## REQUIRED WORK
Print every line of the listing below, starting with the line that holds "nexus: LoadFromNexus, quiet: bool)" and going on through the line that holds "import scipp as sc", both included, and print nothing else.

## DATA FOR REVIEW
[Start of Attachment]

PR #307, opened 2022-03-16
Refactor NXdetector

SimonHeybrock:
NXdetector suffers from ambiguities in definition of dimension labels and absence/presence of signal datasets and/or event data. The current implementation had gotten quite convoluted. This is an attempt to improve this.

By using more functionality from NXdata this thereby extends support of automatically loading additional datasets with metadata.

I am adding support for interpreting `pixel_id` as alternative name for `detector_number`. This is used at SNS, and I am unhappy about hard-coding this. I am not sure we want to keep this, but it is useful (and helped to uncover a number of issues with the old implementation) until we made up our minds about a potentially better solution.

The diff if `nxdetector.py` is probably not very enlightening, I recommend looking at the full file.

### DIFF
--- a/src/scippneutron/file_loading/load_nexus.py
+++ b/src/scippneutron/file_loading/load_nexus.py
@@ -184,7 +184,10 @@ def _load_data(nexus_file: Union[h5py.File, Dict], root: Optional[str],
             det = det.flatten(to='detector_id')
             det.bins.coords['tof'] = det.bins.coords.pop('event_time_offset')
             det.bins.coords['pulse_time'] = det.bins.coords.pop('event_time_zero')
-            det.coords['detector_id'] = det.coords.pop('detector_number')
+            if 'detector_number' in det.coords:
+                det.coords['detector_id'] = det.coords.pop('detector_number')
+            else:
+                det.coords['detector_id'] = det.coords.pop('pixel_id')
             if 'pixel_offset' in det.coords:
                 add_position_and_transforms_to_data(
                     data=det,
--- a/src/scippneutron/file_loading/load_nexus.py
+++ b/src/scippneutron/file_loading/load_nexus.py
@@ -121,6 +121,24 @@ def _monitor_to_canonical(monitor):
     return da
 
 
+def _zip_pixel_offset(da: sc.DataArray) -> sc.DataArray:
+    """Remove [xyz]_pixel_offset and replace them by single 'pixel_offset' coord.
+
+    Returns unchanged data array if x_pixel_offset is not found.
+    """
+    if 'x_pixel_offset' not in da.coords:
+        return da
+    x = da.coords.pop('x_pixel_offset')
+    offset = sc.zeros(dims=da.dims, shape=da.shape, unit=x.unit, dtype=sc.DType.vector3)
+    offset.fields.x = x.to(dtype='float64', copy=False)
+    if (y := da.coords.pop('y_pixel_offset', None)) is not None:
+        offset.fields.y = y.to(dtype='float64', unit=x.unit, copy=False)
+    if (z := da.coords.pop('z_pixel_offset', None)) is not None:
+        offset.fields.z = z.to(dtype='float64', unit=x.unit, copy=False)
+    da.coords['pixel_offset'] = offset.rename_dims(dict(zip(offset.dims, da.dims)))
+    return da
+
+
 def _load_data(nexus_file: Union[h5py.File, Dict], root: Optional[str],
                nexus: LoadFromNexus, quiet: bool) \
         -> Optional[ScippData]:
@@ -162,6 +180,7 @@ def _load_data(nexus_file: Union[h5py.File, Dict], root: Optional[str],
     for name, group in detectors.items():
         try:
             det = group[()]
+            det = _zip_pixel_offset(det)
             det = det.flatten(to='detector_id')
             det.bins.coords['tof'] = det.bins.coords.pop('event_time_offset')
             det.bins.coords['pulse_time'] = det.bins.coords.pop('event_time_zero')
--- a/src/scippneutron/file_loading/nxdata.py
+++ b/src/scippneutron/file_loading/nxdata.py
@@ -1,6 +1,7 @@
 # SPDX-License-Identifier: BSD-3-Clause
 # Copyright (c) 2022 Scipp contributors (https://github.com/scipp)
 # @author Simon Heybrock
+from __future__ import annotations
 from typing import List, Union
 from warnings import warn
 import scipp as sc
@@ -16,16 +17,21 @@ class NXdata(NXobject):
                  group: Group,
                  loader: LoadFromNexus = LoadFromHdf5(),
                  signal_name_default: str = None,
-                 signal=None,
+                 signal_override: Union[Field, EventField] = None,
                  axes: List[str] = None,
                  skip: List[str] = None):
         """
-        :param signal: Default signal name used, if no `signal` attribute found in file.
+        :param signal_name_default: Default signal name used, if no `signal`
+            attribute found in file.
+        :param signal_override Signal field-like to use instead of trying to read
+            signal from the file. This is used when there is no signal or to provide
+            a signal computed from NXevent_data
         :param axes: Default axes used, if no `axes` attribute found in file.
+        :param skip: Names of fields to skip when loading coords.
         """
         super().__init__(group, loader)
         self._signal_name_default = signal_name_default
-        self._signal_override = signal
+        self._signal_override = signal_override
         self._axes_default = axes
         self._skip = skip if skip is not None else []
 
@@ -71,7 +77,7 @@ class NXdata(NXobject):
             return f'{self._signal_name_default}_errors'
 
     @property
-    def _signal(self) -> Field:
+    def _signal(self) -> Union[Field, EventField]:
         if self._signal_override is not None:
             return self._signal_override
         return self[self._signal_name]
--- a/src/scippneutron/file_loading/nxdata.py
+++ b/src/scippneutron/file_loading/nxdata.py
@@ -18,7 +18,7 @@ class NXdata(NXobject):
             group: Group,
             loader: LoadFromNexus = LoadFromHdf5(),
             signal_name_default: str = None,
-            signal_override: Union[Field, EventField] = None,  # noqa: F821
+            signal_override: Union[Field, _EventField] = None,  # noqa: F821
             axes: List[str] = None,
             skip: List[str] = None):
         """
@@ -78,7 +78,7 @@ class NXdata(NXobject):
             return f'{self._signal_name_default}_errors'
 
     @property
-    def _signal(self) -> Union[Field, EventField]:  # noqa: F821
+    def _signal(self) -> Union[Field, _EventField]:  # noqa: F821
         if self._signal_override is not None:
             return self._signal_override
         return self[self._signal_name]
--- a/src/scippneutron/file_loading/nxdata.py
+++ b/src/scippneutron/file_loading/nxdata.py
@@ -31,12 +31,17 @@ class NXdata(NXobject):
     def shape(self) -> List[int]:
         return self._signal.shape
 
-    @property
-    def dims(self) -> List[str]:
+    def _get_group_dims(self) -> Union[None, List[str]]:
         # Apparently it is not possible to define dim labels unless there are
         # corresponding coords. Special case of '.' entries means "no coord".
         if (axes := self.attrs.get('axes', self._axes_default)) is not None:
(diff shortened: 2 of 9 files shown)


src/scippneutron/file_loading/nxdetector.py
```diff
@@ -24,6 +23,78 @@ def __getitem__(self, select: ScippIndex) -> NXdetector:
...
+        if self._detector_number is None:
+            if select not in (Ellipsis, tuple()) and select != slice(None):
+                raise NexusStructureError(
+                    "Cannot load slice of NXdetector since it contains event data "
+                    "but no 'detector_number' field, i.e., the shape is unknown. "
+                    "Use ellipsis or an empty tuple to load the full detector.")
+            # Ideally we would prefer to use np.unique, but a quick experiment shows
+            # that this can easily be 100x slower, so it is not an option. In
+            # practice most files have contiguous event_id values within a bank
+            # (NXevent_data).
```
jl-wynen, line 73: How long is that in absolute time?
What is the risk of loading wrong detector numbers? Maybe we should warn.

src/scippneutron/file_loading/nxdetector.py
```diff
@@ -24,6 +23,78 @@ def __getitem__(self, select: ScippIndex) -> NXdetector:
...
+        event_id = detector_number.flatten(to='event_id')
+        event_data.bins.coords['event_time_zero'] = sc.bins_like(
+            event_data, fill_value=event_data.coords['event_time_zero'])
+        # After loading raw NXevent_data it is guaranteed that the event table
+        # is contiguous and that there is no masking. We can therefore use the
+        # more efficient approach of binning from scratch instead of erasing the
+        # 'pulse' binning defined by NXevent_data.
+        event_data = sc.bin(event_data.bins.constituents['data'], groups=[event_id])
+        if self._detector_number is None:
+            event_data.coords['detector_number'] = event_data.coords.pop('event_id')
```
jl-wynen, line 92: Why does this store a detector number coord in this case but not in the other?

src/scippneutron/file_loading/nxdetector.py
```diff
@@ -87,26 +138,39 @@ def _is_events(self) -> bool:
...
+                      signal_name_default='data' if 'data' in self else None,
+                      signal_override=signal,
+                      skip=self._nxevent_data_fields)
 
     @property
     def events(self) -> Union[None, NXevent_data]:
         """Return the underlying NXevent_data group, None if not event data."""
-        if self._is_events:
-            return self._nxbase
+        if not self._is_events:
```
jl-wynen, line 168: I got confused when looking at `events` because I did not remember that `_is_events` checks that the group structure is correct. Maybe that logic would be better placed here and `_is_events` uses `self.events is not None`.

src/scippneutron/file_loading/load_nexus.py
```diff
@@ -162,10 +180,14 @@ def _load_data(nexus_file: Union[h5py.File, Dict], root: Optional[str],
     for name, group in detectors.items():
         try:
             det = group[()]
+            det = _zip_pixel_offset(det)
             det = det.flatten(to='detector_id')
             det.bins.coords['tof'] = det.bins.coords.pop('event_time_offset')
             det.bins.coords['pulse_time'] = det.bins.coords.pop('event_time_zero')
-            det.coords['detector_id'] = det.coords.pop('detector_number')
+            if 'detector_number' in det.coords:
+                det.coords['detector_id'] = det.coords.pop('detector_number')
```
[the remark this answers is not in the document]
SimonHeybrock: No, in general there is no such dim. The `detector_number` coord can be, e.g., 2-D. We deal with this below using `flatten`, which also gets rid of the original dim names.

src/scippneutron/file_loading/nxobject.py
```diff
@@ -71,7 +71,12 @@ def __init__(self,
                  dims=None):
         self._dataset = dataset
         self._loader = loader
-        self._dims = [f'dim_{i}' for i in range(self.ndim)] if dims is None else dims
+        if dims is not None:
+            self._dims = dims
+        elif (axes := self.attrs.get('axes')) is not None:
+            self._dims = axes.split(',')
```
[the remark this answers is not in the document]
SimonHeybrock: I have not seen anything mentioned about this. Note that newer files use a list of strings, this branch is for legacy files.

src/scippneutron/file_loading/nxdetector.py
```diff
@@ -24,6 +23,78 @@ def __getitem__(self, select: ScippIndex) -> NXdetector:
         return det
 
 
+class EventField:
```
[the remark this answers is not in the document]
SimonHeybrock: Not sure. It only makes sense in the context of NXdetector, in fact it is an implementation detail?

src/scippneutron/file_loading/nxdetector.py
```diff
@@ -24,6 +23,78 @@ def __getitem__(self, select: ScippIndex) -> NXdetector:
...
+        if self._detector_number is None:
+            return ['detector_number']
+        return self._detector_number.dims
+
+    @property
+    def shape(self):
+        if self._detector_number is None:
+            raise NexusStructureError(
+                "Cannot get shape of NXdetector since no 'detector_number' "
+                "field found but detector contains event data.")
```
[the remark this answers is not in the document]
SimonHeybrock: This is not possible without loading potentially GBytes of event data: When there is no detector number field it is determined automatically by looking at the range of values in `event_id`.

src/scippneutron/file_loading/nxdetector.py
SimonHeybrock: Very long.

There is no "risk" here, apart from risk of inserting empty bins. Or do you see another risk?

To be honest, I was tempted to remove this handling entirely, i.e., reject all NXdetector with event data that does not define IDs.

src/scippneutron/file_loading/nxdetector.py
SimonHeybrock: NXdata loads the `detector_number` field if it is present. If it is auto-generated we store it ourselves.

src/scippneutron/file_loading/nxobject.py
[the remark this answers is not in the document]
jl-wynen: Ok

src/scippneutron/file_loading/nxdetector.py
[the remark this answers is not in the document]
jl-wynen: Right, I thought it got returned by public methods of NXdetector.
So rename to `_EventField`?

src/scippneutron/file_loading/nxdetector.py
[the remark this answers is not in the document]
jl-wynen: Ok, makes sense, I think,

src/scippneutron/file_loading/nxdetector.py
jl-wynen: > To be honest, I was tempted to remove this handling entirely, i.e., reject all NXdetector with event data that does not define IDs.

Are there important legacy files that need this?

> Or do you see another risk?

No, this should be fine.

src/scippneutron/file_loading/nxdetector.py
jl-wynen: This depends on the parameters of `EventField` to be consistent. This code here checks `self._detector_number` but relies on `self._nxevent_data` to contain a detector number. So should the condition instead be `if 'detector_number' not in event_data.coords`?

src/scippneutron/file_loading/nxdetector.py
SimonHeybrock: > Are there important legacy files that need this?

I am not entirely sure. We *used* to need it for SNS files that use `pixel_id` instead of `detector_number`. But now we are also supporting the former, so at least this case has gone away.

Let us keep it for now but consider for removal later?

jl-wynen: Ok

src/scippneutron/file_loading/nxdetector.py
SimonHeybrock: Good idea. Managed to remove `_is_events`, and also changed some inconsistent behavior.

src/scippneutron/file_loading/nxdetector.py
SimonHeybrock: I do not understand your comment. `event_data.coords` will never contain `'detector_number'` since `NXevent_data` does not use such a field.

jl-wynen: Then I don't understand yours. If `event_data.coords` never contains detector_number, the two branches produce results with different coords.

SimonHeybrock: I think this is handled by the `fold` a couple lines below (and the `flatten` above): The `event_id` dimension becomes whatever dims the `detector_number` has. So if it is auto-generated then that basically just renamed `event_id` to `detector_number`. If it is in the file (and potentially multi-dim) we are using its dims, but the underlying NXdata will add the coord.

src/scippneutron/file_loading/nxdata.py
```diff
@@ -18,7 +18,7 @@ def __init__(
             group: Group,
             loader: LoadFromNexus = LoadFromHdf5(),
             signal_name_default: str = None,
-            signal_override: Union[Field, EventField] = None,  # noqa: F821
+            signal_override: Union[Field, _EventField] = None,  # noqa: F821
```
jl-wynen, line 21: I think this will still produce an error in type checkers because `_EventField` is never defined in this module.
Solutions would be (if `_EventField` should remain an implementation detail) to either have a common base class of `Field` and `_EventField` or, since we dropped py3.7, to use a [Protocol](https://docs.python.org/3/library/typing.html#typing.Protocol)

But I am fine with postponing this until we extract the scippnexus. We will probably have to do cleanup refactors anyway.

tests/nxdetector_test.py
```diff
@@ -26,8 +26,8 @@ def test_raises_if_no_data_found(nexus_group: Tuple[Callable, LoadFromNexus]):
             detector[...]
 
 
-def test_raises_if_data_and_event_data_found(nexus_group: Tuple[Callable,
-                                                                LoadFromNexus]):
+def test_loads_events_when_data_and_events_found(nexus_group: Tuple[Callable,
+                                                                    LoadFromNexus]):
```
jl-wynen, line 30: Should this case warn?
There should at least be clear documentation how it is handled.

SimonHeybrock: I was considering a warning, but it appears to be common to define the `signal` field as something that can be used to quickly plot/preview the NXdetector (you could, e.g., imagine SciCat doing this). So adding a warning would produce a lot of noise.

src/scippneutron/file_loading/nxdetector.py
jl-wynen: Now I am really confused. Does the output of this function contain a coord 'detector_number' in all cases? It does if `self._detector_number is None`.
If you say that it also contains it in the `else` case, then the condition should be `'detector_number' not in event_data.coords`, I think. If it does not, we are returning inconsistent results.

SimonHeybrock: It contains a `detector_number` coord *only* if it was auto-generated.

tests/nxdetector_test.py
jl-wynen: Ok

src/scippneutron/file_loading/nxdetector.py
jl-wynen: Why? Is it added somewhere else?

SimonHeybrock: By NXdata.

jl-wynen: Ok. I am not happy with this solution because it means that `NXdata` and `EventField` depend on each other to set up the coord correctly. But since it passes the test, I am fine with leaving it as it is.

jl-wynen (approved):

src/scippneutron/file_loading/nxdetector.py
SimonHeybrock: Indeed, I did not like that `NXdata` needs to distinguish `_signal` returning a `Variable` vs. `DataArray`. I had considering caching the auto-generated detector-number in `_EventField`, returning only the data variable here, and adding the det nums later by hand (after NXdata did its thing).

SimonHeybrock: This entire problem will disappear if we decide to remove the automatic-detector-number mechanism, so let us keep this for now.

[End of Attachment]

## EXERCISE RESULT
                nexus: LoadFromNexus, quiet: bool) \
         -> Optional[ScippData]:
@@ -162,6 +180,7 @@ def _load_data(nexus_file: Union[h5py.File, Dict], root: Optional[str],
     for name, group in detectors.items():
         try:
             det = group[()]
+            det = _zip_pixel_offset(det)
             det = det.flatten(to='detector_id')
             det.bins.coords['tof'] = det.bins.coords.pop('event_time_offset')
             det.bins.coords['pulse_time'] = det.bins.coords.pop('event_time_zero')
--- a/src/scippneutron/file_loading/nxdata.py
+++ b/src/scippneutron/file_loading/nxdata.py
@@ -1,6 +1,7 @@
 # SPDX-License-Identifier: BSD-3-Clause
 # Copyright (c) 2022 Scipp contributors (https://github.com/scipp)
 # @author Simon Heybrock
+from __future__ import annotations
 from typing import List, Union
 from warnings import warn
 import scipp as sc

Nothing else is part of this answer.